Neurons Speak in Ranges: Breaking Free from Discrete Neuronal Attribution
This addresses the challenge of improving trustworthiness and utility in LLMs for AI researchers and practitioners, though it is an incremental advance over prior attribution methods.
The paper tackles the problem of interpreting polysemantic neurons in large language models by shifting from discrete neuron attribution to range-based interpretation, introducing NeuronLens, which reduces unintended interference by 30% while maintaining precise manipulation of targeted concepts.

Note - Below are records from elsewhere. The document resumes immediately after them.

Issue #61, opened 2015-02-23
Add Better Logging for failed actions in bulk request


talevy:
update for better logging here: https://github.com/logstash-plugins/logstash-output-elasticsearch/blob/master/lib/logstash/outputs/elasticsearch.rb#L415-L420

addresses comment provided here: https://github.com/logstash-plugins/logstash-output-elasticsearch/pull/2#issuecomment-75611329

talevy:
WIP branch: https://github.com/talevy/logstash-output-elasticsearch/tree/fix/61-better-failure-logging

there is currently an issue when building and testing plugins against Logstash Master

talevy:
PR here: #62

PR #62, opened 2015-02-24
add better logging to failed actions

talevy:
addresses issue: https://github.com/logstash-plugins/logstash-output-elasticsearch/issues/61

and comment: https://github.com/logstash-plugins/logstash-output-elasticsearch/pull/2#issuecomment-75611329

No method signatures, or return values, are changed. That being said, there is some small non-trivial code cleanup to allow for log messages to include information about the exact error codes that are returned by Elasticsearch.

### DIFF
--- a/lib/logstash/outputs/elasticsearch.rb
+++ b/lib/logstash/outputs/elasticsearch.rb
@@ -35,6 +35,8 @@ require 'logstash-output-elasticsearch_jars.rb'
 # Elasticsearch to Logstash)
 class LogStash::Outputs::ElasticSearch < LogStash::Outputs::Base
   include Stud::Buffer
+  RETRYABLE_CODES = [429, 503]
+  SUCCESS_CODES = [200, 201]
 
   config_name "elasticsearch"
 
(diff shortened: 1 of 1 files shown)


lib/logstash/outputs/elasticsearch.rb
```diff
@@ -413,11 +415,17 @@ def submit(actions)
       @submit_mutex.unlock
     end
     if bulk_response["errors"]
-      failed_actions = actions.select.with_index {|_,i| [429, 503].include?(bulk_response['statuses'][i]) }
-      unless failed_actions.empty?
-        @logger.debug "#{failed_actions.size}/#{actions.size} events were unsuccessful in sending"
-        retry_push(failed_actions)
+      actions_with_responses = actions.zip(bulk_response['statuses'])
+      actions_to_retry = []
+      actions_with_responses.each do |action, resp_code|
```
jordansissel: If I'm reading this correctly, this is to handle "partial retry" differently than "full retry" ? Where RETRYABLE_CODES indicates a partial retry and not being in SUCCESS_CODES means a full retry?

jordansissel: My confusion mostly is seeing the PR subject 'add better logging' but I see behavioral changes in this code, or at least, my quick glance seemed to indicate it :)

talevy: :disappointed: there was no access the the exact response code previously. so the error wouldn't be able to let people know what exactly was the reason something went wrong.

Full retries are still managed at a higher level by StudBuffer. mostly by client issues relating to connection errors. I just named them to be more explicit that 429 and 502 are a part of the class of errors we decided are retryable.

jordansissel: ok cool, makes sense. Code LGTM. I haven't tested yet.

lib/logstash/outputs/elasticsearch.rb
```diff
@@ -413,11 +415,17 @@ def submit(actions)
...
+        if RETRYABLE_CODES.include?(resp_code)
+          @logger.warn "retrying failed action with response code: #{resp_code}"
+          actions_to_retry << action
+        elsif not SUCCESS_CODES.include?(resp_code)
+          @logger.warn "failed action with response of #{resp_code}, retrying action: #{action}"
```
talevy: @jordansissel you are right... this should not say what it says! if errors are not a part of `RETRYABLE_CODES` or `SUCCESS_CODES`, they are dropped... not retried. mistake

jordansissel: ok I'll do some tests to verify things <3

PR #64, opened 2015-02-27
Support routing option for documents

masteinhauser:
The bulk API supports a specified `_routing` value for document
placement within a shard in an index. This should be exposed for custom
routing for aliases, filtering, etc.

http://www.elasticsearch.org/guide/en/elasticsearch/reference/current/docs-bulk.html#bulk-routing

This also respects the move away from the routing parameter within the
event as defined in:
https://github.com/elasticsearch/elasticsearch/issues/6730

### DIFF
--- a/lib/logstash/outputs/elasticsearch.rb
+++ b/lib/logstash/outputs/elasticsearch.rb
@@ -49,6 +49,10 @@ class LogStash::Outputs::ElasticSearch < LogStash::Outputs::Base
   # similar events to the same 'type'. String expansion `%{foo}` works here.
   config :index_type, :validate => :string
 
+  # A routing override to be applied to all processed events.
+  # This can be dynamic using the `%{foo}` syntax.
+  config :routing, :validate => :string
+
   # Starting in Logstash 1.3 (unless you set option `manage_template` to false)
   # a default mapping template for Elasticsearch will be applied, if you do not
   # already have one set to match the index pattern defined (default of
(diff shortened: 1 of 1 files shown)


lib/logstash/outputs/elasticsearch.rb
```diff
@@ -250,7 +254,7 @@ def register
       client_settings["network.host"] = @bind_host if @bind_host
       client_settings["transport.tcp.port"] = @bind_port if @bind_port
       client_settings["client.transport.sniff"] = @sniffing
- 
+
```
jordansissel: your editor appears to have made a bunch of whitespace changes.

masteinhauser:
Also, this was first requested back in [JIRA](https://logstash.jira.com/browse/LOGSTASH-1211) and is finally implemented. Though, not specifically for space optimization as originally mentioned.

lib/logstash/outputs/elasticsearch.rb
masteinhauser: Yeah, I noticed that too and was unhappy. Do I need to back them out? Should be easy to do.

jordansissel:
Can you fix the unrelated whitespace changes? It's hard to read the diff and beyond that it will make `git blame` point at you for things you shouldn't be blamed for :)

masteinhauser:
Fixed! A much easier diff to review.

masteinhauser:
Closing in support of #65 due to tests and more complete code.

suyograo:
@masteinhauser thanks for your contribution! we'll fold your PR into #65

Interpreting the internal mechanisms of large language models (LLMs) is crucial for improving their trustworthiness and utility. Prior work has primarily focused on mapping individual neurons to discrete semantic concepts. However, such mappings struggle to handle the inherent polysemanticity in LLMs, where individual neurons encode multiple, distinct concepts. Through a comprehensive analysis of both encoder and decoder-based LLMs across diverse datasets, we observe that even highly salient neurons, identified via various attribution techniques for specific semantic concepts, consistently exhibit polysemantic behavior. Importantly, activation magnitudes for fine-grained concepts follow distinct, often Gaussian-like distributions with minimal overlap. This observation motivates a shift from neuron attribution to range-based interpretation. We hypothesize that interpreting and manipulating neuron activation ranges would enable more precise interpretability and targeted interventions in LLMs. To validate our hypothesis, we introduce NeuronLens, a novel range-based interpretation and manipulation framework that provides a finer view of neuron activation distributions to localize concept attribution within a neuron. Extensive empirical evaluations demonstrate that NeuronLens significantly reduces unintended interference, while maintaining precise manipulation of targeted concepts, outperforming neuron attribution.